Build the FHIR-based integration between your monitoring platform along with your EHR from the start. Not as a future phase. As a prerequisite to scaling.
The Command Center Model
The health systems running the most mature hospital-at-home programs in 2026 have built what amounts to a virtual command center. A centralized team of nurses monitoring a dashboard of home patients. Alert triage happening at the command center level. Escalations routed to the right responder physician, paramedic, social worker based on the nature of the alert.
For hospital-at-home, organizations participating in the CMS waiver seeking to maximize DRG reimbursement for high-acuity care require specialized platforms with 24/7 command centers along with advanced logistics. Ventionteams
The command center is not just a nice operational feature. It is a safety infrastructure requirement for high-acuity home patients. A patient who decompensates at 2am needs someone watching their monitoring data at 2am. The command center model makes that economically viable by letting one clinical team monitor a large patient panel simultaneously.
The IT implications: your command center needs a unified dashboard that surfaces all monitored patients in a single view, prioritizes by alert severity, shows real-time data along with trend data, along with integrates with your communication platform so escalations happen without switching systems.
If you are building a hospital-at-home program, the RPM infrastructure underneath it is the foundation the rest of the model sits on. Our blog on remote patient monitoring in 2026 and how to build a program that actually reduces readmissions covers how to build that foundation properly before you scale to a home care model.
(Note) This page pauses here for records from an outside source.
PR #1652, opened 2025-08-29
Allow resource requests and limits to be configurable for all containers in driver pod

shivakunv:
The resource requests / limits specified in the CRs only get configured with the main container and not any of the additional containers that can run as part of the driver pod. Below are the list of all other possible containers that can run in the driver pod:

OCP driver toolkit container
Runs only on OpenShift
NVIDIA peer-mem container
Runs only when `spec.driver.rdma.enabled=true` in the ClusterPolicy CR or `spec.rdma.enabled=true` in the NVIDIADriver CR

The Reimbursement Picture in 2026
The extension of the Acute Hospital Care at Home program through 2030 resolves the biggest financial uncertainty that was holding health systems back. Five years of runway is enough to justify real infrastructure investment.
The DRG payment structure for hospital-at-home is the same as for inpatient care. A patient with a qualifying diagnosis receives the same DRG payment whether they are treated in a hospital bed along with at home. The cost of delivering that care at home is significantly lower. The margin improvement is real.
The organizations that invest in proper IT infrastructure now connectivity, EHR integration, command center platforms, along with clinical workflow design are positioned to scale the model profitably before the 2030 waiver review.
The ones waiting for the technology to be "more mature" are going to spend 2027 and 2028 catching up to competitors who figured this out in 2026.
Fornex Health helps health systems build the IT infrastructure required for hospital-at-home programs from EHR integration to remote monitoring platforms along with connectivity strategy. Talk to our team.